# Problem description:
How many of the lines below hold "have"? Only the number, please.
*** Opening of Data ***
PR #2676, opened 2026-03-19
feat: header token authentication to bypass SSO for API access

crisidev:

## Description
Adds a new per-resource authentication method that allows clients to bypass SSO by sending a secret token in a custom HTTP header. This is designed for programmatic access: CI/CD pipelines, monitoring tools, webhooks, and other integrations that can't go through browser-based auth.                                                               
                                                                                
  - Resources can opt-in by setting a header name (e.g. `X-Pangolin-Token`) in the authentication settings             
  - Tokens are generated with 128-bit entropy, stored as SHA-256 hashes, with optional expiration
  - Badger's `verifySession` checks the header before falling through to SSO, with a 5-second local cache keyed by hash
   (not raw token)                                                                                                     
  - Full CRUD API: generate, list, delete — protected by the same org/resource access middleware as access tokens      
  - Refactored `verifyAccessTokenAccess` and `verifyHeaderTokenAccess` into a shared `verifyTokenResourceAccess`       
  factory, removing ~140 lines of duplication                                                                          
  - Expired token cleanup in `clearStaleData` with proper NULL-safe handling for never-expiring tokens                 
  - PG + SQLite schema, migrations (1.17.0), OpenAPI registration, i18n keys, and frontend UI with token generation,   
  copy-to-clipboard, and delete  

Screenshot From 2026-03-19 15-28-14
Screenshot From 2026-03-19 15-28-22
Screenshot From 2026-03-19 15-28-43

## How to test?
  - [ ] Deploy new version
  - [ ] Enable header token on a resource, set header name, generate token                                             
  - [ ] Verify token grants access via `curl -H "X-Pangolin-Token: <token>"`    
  - [ ] Verify invalid/expired tokens are rejected                                                                     
  - [ ] Verify disabling header token auth blocks token access                                                         
  - [ ] Verify token deletion removes access                                                                           
  - [ ] Verify audit logs show reason 108 for header token access                                                      
  - [ ] Test with both SQLite and PostgreSQL                                                                           
  - [ ] Run fresh migration on clean DB (1.17.0 creates table + column) 

## Notes

This is tested only on my setup with sqlite. I kinda winged the postgresql migrations..


LaurenceJJones:
I’ll leave the main commenting to the founders. My only question is that we technically already solve this with the Links feature. You can create a share link that gives you a URL, or if you go into the details, it shows how to pass an authentication header that Badger can verify. (badger also strips this header before sending downstream because in this implementation badger cannot strip them)

Maybe it just isnt obvious or documented well enough that you can already do this?

crisidev:
The link feature is not exactly what I need I think. My understanding is that it gives you a new url where the parameters are passed as query string and what I need is actually a header I can control. Maybe I am missing something.

LaurenceJJones:
so this header wont work for you?

image


The main issue is this is a feature your saying _you_ need rather than something the community is highly requesting.

crisidev:
Not really because I wouldn't want a different URL. Anyway, if this is not the right direction, happy to close this.

LaurenceJJones:
Just adding this PR here, https://github.com/fosrl/docs-v2/pull/84 cause I dont understand your point about the URL. Maybe the lack of documentation around links created some confusion let me know if this still doesnt satisfy your needs or if im just not fundamentally understanding the url point.

crisidev:
It's probably a very niche problem I have that is not share by a lot of people and I have alternatives (vpn) that do not require this MR.

I have a split DNS and when I am home, reaching my services do not need pangolin. When I am out, some of these services are behind the pangolin SSO and I would like to skip it. Having this header is an easy way to keep my DNS config consistent. 

I hope this explain better my usecase. If this doesn't fit pangolin roadmap, I don't mind closing this and keep using the VPN occasionally.

oschwartz10612:
Would need to think about this a little more, but does the existing header auth work for you at all? 

image

I think this uses the `Authorization` header

crisidev:
Oh right.. I assumed from the documentation it would only work passing user:password@host.. let me try, I'll report back.

crisidev:
Hum.. I cannot really make it work.. you said I could use this with the Authorization header, but I really cannot figure out what I should put the in value of this header :(

LaserPew:
> Hum.. I cannot really make it work.. you said I could use this with the Authorization header, but I really cannot figure out what I should put the in value of this header :(

This is just HTTP Basic Authentication. To build the `Authorization`-header, concatenate the username and password with a colon (`username:password`), Base64‑encode the result, then prefix it with `Basic `.

You can also generate the value with any Basic Auth generator (many are available online), e.g. https://it-tools.tech/basic-auth-generator.

For example, if you were to use `test` as the user and `1234` as the password and enable Header Authentication on your Pangolin resource, you could make a HTTP request with the header being set to this:
`Authorization: Basic dGVzdDoxMjM0`

AstralDestiny:
Just take user:pass and base64 it as that's what that header does anyways.

crisidev:
Oh, I feel pretty dumb now. Yes, it works. I am closing the MR, apologies for the noise and thanks all for the help.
*** Close of Data ***
# Exercise output:
2